Гесс тоже вновь обрел форму. Сразу после речи Аденауэра он полностью лишился памяти. Примерно раз в неделю он просит меня объяснить, кто такой Маленков или кто такой Аденауэр. Когда директор Катхилл сделал ему выговор за то, что он не сложил одеяла как положено, Гесс продемонстрировал свою плохую память, написав на стене камеры: «Сложить одеяла». А еще он увеличил интенсивность своих приступов. Сегодня ночью он стонал несколько часов подряд, выкрикивая снова и снова: «Не могу больше терпеть. Господи, я схожу с ума!» Когда утром я зашел к нему в камеру, он производил впечатление абсолютно нормального человека, однако остался в кровати и подчеркнул свою мысль в драматических и довольно трогательных выражениях:

— Тяжелейший приступ. Мой конец близок. Я жил как мужчина и сумею умереть как мужчина. Кстати, кто такой Аденауэр?
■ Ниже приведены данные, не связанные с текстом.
Issue #9407, opened 2026-08-04
fix(providers): gemini-web connection test false-positives while 15s queue masks failures


andrea-kingautomation:
## Summary

Gemini Web connections can all show active even when most cannot complete a real chat. The current validator accepts redirects that do not distinguish valid from invalid sessions, while the default 15-second protected queue expires before the Playwright chat path can expose its real failure.

## Source behavior

`validateGeminiWebProvider()` requests `https://gemini.google.com/app`, accepts statuses below 500 except 401/403, and treats the public `REDIRECT_BLOCKED` redirect as valid. The source notes that valid and invalid sessions may both redirect.

The real executor then launches Playwright, loads cookies, navigates, waits, finds `.ql-editor` or another contenteditable element, and clicks it. This path can legitimately take far longer than the default queue budget.

## Live matrix on 3.8.49

- Nine connections display active.
- Only 1/9 produced a real Gemini 3.6 completion.
- The other eight also failed a Gemini 3.5 control.
- With the normal 15-second protected queue, visible errors were local `RATE_LIMIT_QUEUE_TIMEOUT` after repeated attempts.
- In a fully isolated copied-database router with `RATE_LIMIT_MAX_WAIT_MS=120000`, the same failing account reached the real browser boundary and both models failed with `elementHandle.click: Timeout 30000ms exceeded`.
- Repeating the isolated test through a proven account-level static ISP proxy produced the identical click timeout. IP reputation is therefore not the primary cause for that account.

## Expected fix

1. Make the connection test distinguish credential presence from a usable authenticated chat session.
2. Use a browser-aware queue/timeout contract for Gemini Web or bypass the API-key-style limiter for its single browser transaction.
3. On navigation/selector/click failure retain sanitized diagnostics: origin+path, selector, actionability reason, challenge/login/consent classification, and optional screenshot.
4. Avoid retrying the same deterministic click failure four times inside one request.
5. Add account-pinned integration tests for valid, logged-out, consent-overlay, challenge, and stale-cookie pages.

No cookies, account names, proxy endpoint, raw IP, or page content are included.

Issue #9320, opened 2026-08-03
[security] Tunnel exposure: /v1/models leaks full model catalog without an API key


diegosouzapw:
@/tmp/issue-tunnel.md

PR #9205, opened 2026-08-02
feat(usage): show Grok Build billing limits

xz-dev:
## Summary

- expose stored `grok-cli` connections in Dashboard → Provider Quota using Grok Build's read-only `/user?include=subscription`, `/billing?format=credits`, and `/auto-topup-rule` surfaces
- show the live membership label when supplied, shared weekly usage/reset, product usage, Extra Usage Credits, and Auto Top-Up state while linking Additional Credits management back to Grok
- preserve sparse/unknown upstream state and last-known-good Auto Top-Up data without exposing tokens, user IDs, emails, payment data, raw responses, or adding any account mutation

## Related Issues

- Related to #6844
- Follow-up to #7714, whose primary quota fetcher intentionally deferred the dashboard card

## Validation

Choose the change type and focused loop from the
[Contribution Golden Path](../docs/dev/CONTRIBUTION_GOLDEN_PATH.md). The full unit suite,
Vitest, the 60% coverage gate, and the production build all run in CI on this PR (#8329):

- [x] Change type: provider / UI / i18n
- [x] Focused tests and category gates from the golden path
- [x] `npm run lint`
- [x] Reconciled with the current active release base; focused checks rerun afterward
- [x] Production-code changes include a new or updated automated test in this PR
- [ ] SonarQube PR analysis is green or any remaining issues are explicitly documented below

Focused and related validation:

```text
node --import tsx/esm --import ./open-sse/utils/setupPolyfill.ts --test \
  tests/unit/grok-cli-provider-limits.test.ts \
  tests/unit/grok-cli-provider-limits-ui.test.ts \
  tests/unit/provider-limits-ui.test.ts \
  tests/unit/codex-plan-label-2570.test.ts
# 45 passed

npm run lint
npm run typecheck:core
npm run i18n:check-ui-coverage
npm run i18n:check-value-drift
npm run check:dead-code
git diff --check origin/release/v3.8.50...HEAD
```

A broader Grok and Provider Limits compatibility selection also passed 289 tests during review. The independent final review concluded `Approved — C0 / I0 / M0`.

`npm run check:file-size` retains three failures that reproduce identically on the exact release baseline and are outside this diff:

- `open-sse/executors/base.ts`
- `open-sse/handlers/chatCore.ts`
- `tests/unit/chatcore-translation-paths.test.ts`

`npm run check:provider-consistency` could not run in this local dependency tree because Bun's package postinstall was not executed; the exact release baseline fails identically. CI has the canonical install environment.

[...]

PR #9484, opened 2026-08-05
fix(quality): drop two unnecessary any casts that leave the branch lint-red

HouMinXi:
`npm run lint` exits 1 on `release/v3.8.50` with nothing checked out on top of it:

```
$ git worktree add <tmp> --detach upstream/release/v3.8.50   # 2cb7567d6, no edits
$ npm run lint
tests/unit/issue-9407-gemini-web-validation-false-positive.test.ts
  50:38  error  Unexpected any. Specify a different type  @typescript-eslint/no-explicit-any
tests/unit/v1-models-auth-leak-9320.test.ts
  83:54  error  Unexpected any. Specify a different type  @typescript-eslint/no-explicit-any
2 problems (2 errors, 0 warnings)
(exit 1)
```

Both files arrived on 2026-08-04 with #9407 and #9320 and are absent from `config/quality/eslint-suppressions.json`, whose own most recent commit (`3440c118e`, #9205) is newer than both. So the branch fails its own gate, and every pull request opened against it inherits the failure regardless of what it changes. Two of mine opened today, touching no shared files, show the identical pair.

## The fix

Neither cast was doing anything, so this removes them rather than freezing them.

`GeminiWebExecutor` declares `testConnection` as a public method (`open-sse/executors/gemini-web.ts:359`), so the test can read it directly. `getApiKeys` returns a typed view whose `name` field infers correctly in the `find` callback, so the parameter annotation was redundant.

Leaving `config/quality/eslint-suppressions.json` untouched is deliberate: the allowlist policy in CLAUDE.md asks for the cause to be fixed where it can be, and freezing these two would have carried them forward as permanent entries.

20 ноября 1953 года. Гесс стал относиться ко мне, как к своему лакею, и без всяких «пожалуйста» или «спасибо» приказывает: «Принесите мне метлу!» Даже охранники заметили.

— Этот благородный господин, — несколько дней назад заметил в саду майор Бресар, показывая на меня, — играет с огнем. Приносит Гессу то, приносит ему это. Мы все знаем. Мы бы заняли жесткую позицию, но он портит нам все карты. Этот благородный господин!
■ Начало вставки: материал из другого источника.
PR #9493, opened 2026-08-05
feat(ci): add windows-latest leg to test-bun-sqlite job (#8468)

### LINKED ISSUE #8468: feat(nodejs): extend the Bun compatibility CI job to Windows — the Bun+Windows startup path has zero coverage
## Summary

The Bun compatibility suite runs only on Linux, so the Bun-on-Windows startup path — the exact combination reported in #8091 — has never been exercised by CI. We cannot currently tell a real defect in our Bun compat path from an upstream Bun issue, because nothing verifies that combination.

## Current state

`.github/workflows/ci.yml:763-778`, job `test-bun-sqlite`:

```yaml
test-bun-sqlite:
  name: Bun SQLite Compatibility
  runs-on: ubuntu-latest      # ← only leg
  ...
  - run: npm run test:bun:db
```

`package.json:115`:

```
"test:bun:db": "bun test tests/unit/db-adapters/bunSqliteAdapter.test.ts tests/unit/db-adapters/driverFactory.test.ts tests/unit/db-adapters/cliSqlite.test.mjs"
```

The only Windows leg in the whole workflow is `electron-package-smoke` (`ci.yml:650-663`, `os: [ubuntu-latest, windows-latest]`), which runs **Node**, not Bun, and only exercises `prepare:bundle`.

So: Bun is tested only on Linux; Windows is tested only under Node. The intersection is untested.

## Why it matters

The Bun path is explicitly best-effort and unsupported, and that is fine — but two things make the Windows gap worth closing specifically:

1. **Process spawning is the part most likely to differ on Windows**, and it is Bun-aware in our code: `bin/cli/runtime/processSupervisor.mjs:44-51` picks `process.execPath` when `process.versions.bun` is set, and skips the heap args. `bin/cli/commands/serve.mjs` duplicates the same branch twice. None of that runs on Windows in CI, under Bun or otherwise.
2. **We already got burned by a Windows spawn bug once** — the `electron-package-smoke` job exists precisely because of it; its own comment cites "the v3.8.48 Windows bug (npx.cmd spawned...)" as the reason the job was added.

There are also two unguarded `bun:sqlite` imports outside the driver-factory fallback chain — `bin/cli/sqlite.mjs:6-9` and `src/lib/db/omp.ts:5-8` — which have no try/catch, unlike `src/lib/db/adapters/driverFactory.ts:71-132` where each driver attempt falls through to the next. Those would fail hard rather than degrade.

## Proposal

Add a `windows-latest` leg to `test-bun-sqlite` (matrix, or a separate advisory job). Given Bun is a best-effort path, `continue-on-error: true` is acceptable to start — the value is having the signal at all, not gating merges on it.

Optionally extend the smoke beyond the DB adapters to a minimal `serve` start/stop under Bun, since spawning is the actual risk area and the current three test files only cover SQLite adapters.

## Acceptance criteria

- CI runs the Bun compatibility suite on Windows (advisory is fine).
- A Bun+Windows failure is visible in CI output rather than only reachable through a user report.
- If a Windows-specific Bun defect is found, it is either fixed or documented as an unsupported-path limitation.

Refs #8091

diegosouzapw:
Add a `windows-latest` matrix leg to the `test-bun-sqlite` CI job with `continue-on-error: true` so Bun+Windows failures are visible in CI rather than only via user reports.

**Changes:**
- Matrix: [ubuntu-latest, windows-latest] with fail-fast: false
- Windows leg is continue-on-error: true (advisory signal, not a merge gate)
- Bun install step for Windows via bun.sh installer (pwsh)
- Update CLAUDE.md Bun section to note Windows CI coverage

Closes #8468


diegosouzapw:

diegosouzapw:

diegosouzapw:

diegosouzapw:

Чуть позже мне сделали официальное предупреждение, потому что я принес Гессу куртку в сад, когда он сидел в эту холодную погоду на скамейке и стонал.

28 ноября 1953 года. Мне сообщили из Кобурга, что уже напечатано 350 страниц. Триста пятьдесят страниц за восемь месяцев; в среднем — полторы страницы в день. Однако мне не хватает данных и материалов по многим событиям. После окончания этого варианта придется написать другой, но только после освобождения.
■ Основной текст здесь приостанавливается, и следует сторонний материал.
PR #9499, opened 2026-08-05
feat(images): add full combo strategy execution for image generation (#9239)

### LINKED ISSUE #9239: feat(api): execute full Combo strategy and provider fallback in /v1/images/generations
## Problem / Use Case

`POST /v1/images/generations` recognizes a bare Combo name, but it does not execute the Combo strategy. It resolves the Combo to the first target and then runs that target as a normal single-provider image request.

This means an image Combo configured with `priority` cannot fall back to its second or third provider when the first provider is unavailable, rate-limited, or returns an upstream error. The request is also reported as a direct provider request rather than a Combo execution.

This is distinct from #3215. That issue added bare alias/Combo-name resolution to a single image target. The missing functionality here is execution of the complete multi-target Combo strategy.

### Current code path

In `src/lib/images/imageRouteModel.ts`, `resolveSingleImageComboTarget()` expands the Combo but returns only the first usable target:

```ts
const targets = resolveComboTargets(combo as never, allCombos as never);
const first = targets.find(/* ... */);
return (first?.modelStr as string) ?? null;
```

`src/app/api/v1/images/generations/route.ts` then overwrites `body.model` with that target and calls `handleImageGeneration()` once. It never enters the Combo execution/fallback machinery in `open-sse/services/combo.ts`.

Verified against `release/v3.8.50` (`cfb44dab918e164b183bf2f2b5fa5a5a8bd0d693`).

## Steps to Reproduce

1. Configure two OpenAI-compatible providers with `apiType: images-generations` and image-capable custom models.
2. Create a Combo named `gpt-image-2` using the `priority` strategy:
   1. `provider-a/gpt-image-2`
   2. `provider-b/gpt-image-2`
3. Make provider A fail while provider B remains healthy.
4. Send:

```http
POST /v1/images/generations

{
  "model": "gpt-image-2",
  "prompt": "A red circle on a white background"
}
```

## Actual Behavior

- The bare Combo name is resolved to `provider-a/gpt-image-2`.
- Only provider A is attempted.
- Provider B is never attempted.
- Combo strategy, attempt history, and fallback telemetry are absent because the request has already been converted into a direct model request.

The resolution can also be observed without incurring image-generation cost: omit `prompt`, and the validation error reports the first target's internal `<nodeId>/<model>` ID rather than preserving the requested Combo name.

## Proposed Solution

Add an image-specific Combo execution path for `/v1/images/generations`:

1. Preserve the requested Combo and its strategy instead of replacing it with the first target before dispatch.
2. Expand and capability-filter Combo targets to models supporting the `images` endpoint.
3. Execute each target through the existing single-target `handleImageGeneration()` path.
4. Apply the configured Combo strategy and continue to eligible fallback targets on retryable provider failures.
5. Preserve existing direct `provider/model` behavior.
6. Record the Combo name, strategy, selected target, attempt order, and fallback count in logs/telemetry/response metadata.

This could reuse the generic Combo execution primitives where practical, but image payloads and image response semantics should remain handled by the image-specific single-target callback.

## Alternatives Considered

- Putting the most reliable provider first only changes which single provider is used; it does not provide fallback.
- Calling provider-prefixed model IDs directly bypasses the Combo entirely.
- Client-side retry requires every image client to duplicate OmniRoute routing logic.

## Acceptance Criteria

- A bare image Combo name executes its configured multi-target strategy rather than only its first target.
- With a `priority` Combo, a retryable failure from target 1 causes target 2 to be attempted.
- A successful first target does not call later targets.
- Direct `provider/model` image requests remain unchanged.
- Non-image targets are skipped or rejected deterministically.
- Logs and response metadata retain both the requested Combo name and the selected provider/model.
- Cost and usage accounting are attributed to the provider/model that actually succeeds.
- Unit coverage verifies Combo resolution without destructive first-target flattening.
- Integration coverage verifies successful image fallback from provider A to provider B.

## Area

- Proxy / Routing
- Provider Support

## Expected Test Plan

- Extend `tests/unit/image-routes-combo-edits-3214-3215.test.ts` with multi-target Combo behavior.
- Add an integration test for `/v1/images/generations` where the first image target returns a retryable error and the second succeeds.
- Verify direct image models and single-target aliases remain backward compatible.

diegosouzapw:
Add an image-specific combo execution path for `POST /v1/images/generations`. Currently, combo names are flattened to the first target; now the full combo strategy is executed with fallback across targets.

**Changes:**
- New `open-sse/services/imageCombo.ts` module with `executeImageCombo()`: resolves combo targets, filters to images-capable, iterates with priority strategy, calls `handleImageGeneration` per target, returns first success or last failure
- Route diversion in `generations/route.ts`: detects combo names before model resolution and diverts to combo execution
- 8 tests covering combo-not-found, no-image-targets, credential resolution, model filtering, non-combo passthrough, terminal failure handling, and stack-trace sanitization
- Response headers: `X-OmniRoute-Decision`, `X-OmniRoute-Fallback-Attempts`

Closes #9239


diegosouzapw:

diegosouzapw:

diegosouzapw:

diegosouzapw:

Я не придерживался хронологии. Из юности я перепрыгнул в годы работы на посту министра вооружений. Десять лет в качестве архитектора Гитлера я собираюсь описать в последнюю очередь. Сегодня я приступил к главе, посвященной 20 июля 1944 года. Одним из последствий этого дня стало назначение Геббельса на пост главного уполномоченного по мобилизации ресурсов на тотальную войну. Функ, с которым мы опять на дружеской ноге, много общался с Геббельсом, и от него я узнал о двуличии «маленького доктора» по отношению ко мне, причем даже в те годы, когда, как мне казалось, нас объединяли общие интересы.

— Он никогда не был честен с вами, — говорит Функ. — Конечно, он знал, что это вы предложили его кандидатуру. Но его переполняла злоба и ненависть к вам, к вашему положению рядом с Гитлером, которого вы добились всего в тридцать лет, к вашему происхождению из семьи среднего класса и, вероятно, к вашей славе художника — не забывайте, он сам мечтал о карьере художника, великого писателя — как бы там ни было, он так вам завидовал, так вас ненавидел, что никакие общие интересы не смогли бы вас примирить.

Функ лежал на кровати, а мне предложил сесть на деревянный стул. Он явно радовался возможности вернуться — хотя бы в разговоре — в дни своей власти. Он не подозревал, что я использую нашу беседу для получения справочных материалов.

— А все-таки, почему вы рекомендовали его на пост Рейхскомиссара?